Константин Алексеевич рассмеялся – ему нравилась и даже умиляла манера подчеркивать ужасные трудности предприятия, действительно усугубившиеся сейчас, и все же, невзирая ни на что, предлагать гостям лучшее. Точно так же Мойша обращался к нему и десять лет назад, когда Костя проезжал через Брест в первый раз, с пересадкой, поезда нужно было ждать сутки, и случайно забрел в только восходящую тогда «Западную звезду», и пять лет назад, когда дела шли как нельзя лучше.

– Мойша, старина Мойша! А где же твой знаменитый еврейский оркестр? Почему мы не слышим скрипки? Где скрипачи в черных до колен фраках? У тебя осталась только эстрада, но на ней больше никто не выступает?

– Нет, Костя, нет, оркестра не осталось – где? Откуда? Чтоб я так жил! Есть только один скрипач, и то не еврей, а цыган! Старый цыган! Вы представляете? Но он хорошо слышит музыку, и он будет играть для вас! Только для вас! Но позже, когда будет чуть-чуть больше народу. А его жена играет на гитаре и иногда гадает посетителям. Моим гостям. О, вы не знаете, что это за цыганка! Однажды, давно-давно, лет десять назад, она гадала самому Гитлеру! И вы знаете, что она ему сказала? Она сказала, что он станет рейхсканцлером! Вы спросите: что же в этом плохого? И я отвечу: в этом – ничего! Но она еще сказала ему, что он сломает себе шею на востоке! Вы представляете! Оказывается, он это запомнил! И когда Гитлер стал-таки рейхсканцлером, они вынуждены были эмигрировать из Германии. Сначала в Польшу, но, вы знаете, в Польше не очень любят евреев и цыган, поэтому они поехали в СССР. И теперь они у меня. А вы говорите, Костя, еврейский оркестр! Вы как будто молодой и умный человек! Неужели вы не видите, какие времена! Так что же мы будем заказывать? – и Мойша вновь наклонился к гостям с маленьким блокнотиком и карандашиком в руках.

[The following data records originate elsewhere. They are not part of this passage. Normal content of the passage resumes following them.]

PR #5365, opened 2020-05-05
Split order_cycle_spec into smaller specs grouped by theme

mbudm:
#### What? Why?

Supports #5108 

The order cycle spec contains 25 scenarios and is > 1000 LOC. This change splits it into more manageable chunks so that it is quicker to run locally and easier to debug when one scenario fails.

The groupings are, complex, simple and list. 

#### What should we test?
Nothing to test except running the new smaller tests

#### Release notes
Split up the order cycle spec to make it more comprehensible

Changelog Category: Changed


mbudm:
Further splitting of the complex spec has now gotten me to the point where I can see a consistent error, which is somewhat progress. I'e I get this error:

```sh
Failure/Error: check "order_cycle_incoming_exchange_0_select_all_variants"
     
     Capybara::ElementNotFound:
       Unable to find visible checkbox "order_cycle_incoming_exchange_0_select_all_variants" that is not disabled
     # ./spec/features/admin/order_cycles/complex_editing_multiple_product_pages_spec.rb:37:in `block (3 levels) in <top (required)>'
```

When running either of:
```sh
bundle exec rspec spec/features/admin/order_cycles/complex_editing_multiple_product_pages_spec.rb 
```
or 
```sh
bundle exec rspec spec/features/admin/order_cycles/*
```

Whereas previously with many scenarios in one spec file, the errors were different, pointing to a cascading error effect, where one error or side effect in a selenium instance(?) triggers another error which is actually not the problem.

This is now more manageable to test in the Chrome test runner, which I'll do next.

mbudm:
I'm going to pause this now and have a think. Isolating problems by creating smaller specs was helpful. This is to do with the practicalities of running long specs and being able to read output (eg we have a lot of verbose warn ing messages that we will be able to remove when we upgrade to rails 4.2).

The issue here seems to be primarily the sticky footer. Sometimes Capybara/selenium cannot find elements that are hidden by the footer element.
I tried this capability setting: however it does not apply to Chrome: https://stackoverflow.com/questions/36439701/selenium-webdriver-how-do-i-set-capabilities-elementscrollbehavior-to-1-for-a#37171021

Other options are:
- hide the footer when attempting to interact with an element that _may_ be obscured. Problem is what is a reliable way of knowing an element is obscured?
- manually scroll the page so that the target element is the centre of the window
- add options to find the element even if it is not visible

mbudm:
There is a `scroll_to` method in [Capybara 3.13](https://github.com/teamcapybara/capybara/blob/d7e9efbbcd71c6e2abfebd86bc8b51ec8408597e/History.md#version-3130), so I suggest we use a placeholder script to do the same and then replace when we upgrade.

spec/features/admin/order_cycles/complex_editing_multiple_product_pages_spec.rb
```diff
@@ -34,7 +34,10 @@
     end
 
     scenario "select all products" do
-      check "order_cycle_incoming_exchange_0_select_all_variants"
+      # replace with scroll_to method when upgrading to Capybara >= 3.13.0
+      cb_id = "order_cycle_incoming_exchange_0_select_all_variants"
+      page.execute_script("document.getElementById('#{cb_id}').scrollIntoView()")
```
mkllnk, line 39: Is this possible?

I would have thought that the "view" is the browser window and that it can still be hidden by an overlay. How did you test this?

spec/features/admin/order_cycles/complex_editing_multiple_product_pages_spec.rb
```diff
@@ -34,7 +34,10 @@
     end
 
     scenario "select all products" do
-      check "order_cycle_incoming_exchange_0_select_all_variants"
+      # replace with scroll_to method when upgrading to Capybara >= 3.13.0
+      cb_id = "order_cycle_incoming_exchange_0_select_all_variants"
```
mkllnk, line 38: `cb_id` is a bit cryptic. I would call it `checkbox_id`.

spec/features/admin/order_cycles/complex_editing_multiple_product_pages_spec.rb
mbudm: Hi @mkllnk - I checked it visually by removing 'headless' in `spec_helper.rb` and the behavior of scrollIntoView is [as specified](https://developer.mozilla.org/en-US/docs/Web/API/Element/scrollIntoView):

> "the top of the element will be aligned to the top of the visible area of the scrollable ancestor"

spec/features/admin/order_cycles/complex_editing_multiple_product_pages_spec.rb
mbudm: Good point - changed to be more informative

luisramos0:
Hi @mbudm 
There's some mismatch between your GH user and your local git user:
image

I cant remember the fix to this but it's an easy local git config I think.

On another note, I recommend you install zenhub browser extension so you can see the board and also you can move PRs around: usually from In Dev to Code Review when the PR is ready for review.

mkllnk:
We can also add to the [mailmap](https://git-scm.com/docs/git-check-mailmap) file to help Git make the connection.
https://github.com/openfoodfoundation/openfoodnetwork/blob/bb8401a0fc56db36f5d426d7a666f834ef3a27a6/.mailmap#L1-L2

spec/features/admin/order_cycles/complex_editing_multiple_product_pages_spec.rb
mkllnk: Ah, it's going to the top like clicking on an anchor. That makes it most likely visible, yes. :smile:

mkllnk:
Since this change affects specs only, we can merge it without manual testing.

PR #5370, opened 2020-05-05
Don't render twice

### LINKED ISSUE #5369: Broken shopfront in an edge case where OC is closed but products are fetched from database
## Error in OpenFoodNetwork UK

**AbstractController::DoubleRenderError** in **api/order_cycles#products**
Render and/or redirect were called multiple times in this action. Please note that you may only call render OR redirect, and at most once per action. Also note that neither redirect nor render terminate execution of the action, so if you want to exit an action after redirecting, you need to do something like "redirect_to(...) and return".

[View on Bugsnag](https://app.bugsnag.com/yaycode/openfoodnetwork-uk/errors/5eb156ca1a8b83001807eff7?event_id=5eb156ca005b3525783d0000&i=gh&m=ci)

## Stacktrace

    app/controllers/api/base_controller.rb:74 - error_during_processing

[View full stacktrace](https://app.bugsnag.com/yaycode/openfoodnetwork-uk/errors/5eb156ca1a8b83001807eff7?event_id=5eb156ca005b3525783d0000&i=gh&m=ci)

Matt-Yorkley:
#### What? Why?

Closes #5369 

Not much more to say here that isn't already in the title.

#### What should we test?

I'm not sure we can test this one easily. The products list endpoint that displays products should not return an error when the shopfront is closed, but actually viewing a closed shopfront is quite difficult, and the product list shouldn't actually load successfully in this case anyway...

Edit: I've had another look, and I think we can do this to verify it's fixed:
- go to an open shop with an open order cycle
- look in the browser dev console in the network tab and find the request for the product list
- copy the full URL of the request, it'll have `/api/order_cycles` and `/products` in it, and `?distributor=` and some other bits
- close the order cycle
- paste that URL into the browser
- you shouldn't see the snail
- you shouldn't see much of anything else either, it'll be a blank json response

#### Release notes

Fixed double-rendering of products in unusual closed shopfront edge case

### DIFF
--- a/app/controllers/api/order_cycles_controller.rb
+++ b/app/controllers/api/order_cycles_controller.rb
@@ -7,7 +7,7 @@ module Api
     skip_before_filter :authenticate_user, :ensure_api_key, only: [:taxons, :properties]
 
     def products
-      render_no_products unless order_cycle.open?
+      return render_no_products unless order_cycle.open?
 
       products = ProductsRenderer.new(
         distributor,


filipefurtad0:
Hi @Matt-Yorkley ,

I found two requests with the description you indicate when the shopfront page is loaded:
1) https://staging.openfoodfrance.org/api/order_cycles/54/taxons?distributor=38
2) https://staging.openfoodfrance.org/api/order_cycles/54/properties?distributor=38

Both these output the same, before and after the closing the OC:

1) the JSON has content:
[{"id":2,"name":"Vegetables","permalink":"products/vegetables","icon":"/assets/default_taxon.png","pretty_name":"Products -\u003E Vegetables","position":6,"parent_id":1,"taxonomy_id":1}]

in 2) it's an empty JSON []

Refreshing the shopfront leads the user to the homepage, as usual.

No snail, no bugsnag.
All good :+1:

Невысокие сводчатые стены красного кирпича, приглушенный свет настольных абажуров, барная стойка, на которой поблескивали самые разнообразные бутылки, небольшой полукруг эстрады, приподнятый над полом лишь сантиметров на тридцать с задернутым черными бархатными шторами задником, несколько наивное, но искреннее желание угодить гостям, исходившее от хозяина, – все располагало и настраивало на отдых.

– Нет, Мойша, мы не будем ужинать – у нас нет времени, поезд уйдет без нас. Мы выпьем коньяка, кофе, и еще предложи-ка нам десерт – твой бесподобный яблочный штрудель с корицей. Вы не возражаете, Вальтер?

В этот момент на заднике заколыхались и раздвинулись черные шторы и на эстраде появился скрипач. В его облике кроме длинных черных с серебряной проседью волос и бороды не было ничего лубочно-цыганского – ни шелковой косоворотки, ни галифе, ни сапог. Строгий черный эстрадный костюм с поблескивающими лацканами, белая рубашка с небрежно завязанным галстуком, манера держаться несколько надменно, глядеть в зал не замечая людей, сидящих за столиками – все выдавало немалый опыт, жизненный и профессиональный. Когда он, встряхнув гривой, положил скрипку на плечо и прижал ее щекой, в зале вдруг стало тихо. Даже двое, сидевшие спиной к эстраде, перестали говорить, хотя не могли видеть музыканта. Смычок поднялся, чуть тронул струны, потом еще, сильнее, сильнее. Он играл Паганини, и мог играть так, что все в крохотном ресторанчике слушали бы только его – об этом говорили первые взятые ноты. Но почти сразу же напряжении спало, музыка стала не просто тише, но перестала заполнять собой все пространство зала, превратилась лишь в фон, давая возможность говорить, слышать собеседника, есть, наслаждаться вином. И в этом состоял такт настоящего музыканта, понимавшего, что он играет не в консерватории, но на ресторанной эстраде, такт, удерживающий мощь Паганини, проснувшуюся в смычке старого цыгана. Но Костя и Вальтер были заворожены, они так и застыли, один – с широкой рюмкой коньяка в правой руке, другой – с незажженной папиросой, так и не поднесенной ко рту и не прикуренной. И заметив это, цыган сошел с эстрады и медленным шагом, продолжая играть, подошел к их столику. Он смотрел на них черными замутненными возрастом и музыкой глазами и играл только для них, чуть наклоняясь то к одному, то к другому. Они не смогли бы сказать, как долго длилась музыкальная пьеса. Это было некое наваждение, странную, мистическую причину которого Константину Алексеевичу было дано понять позже.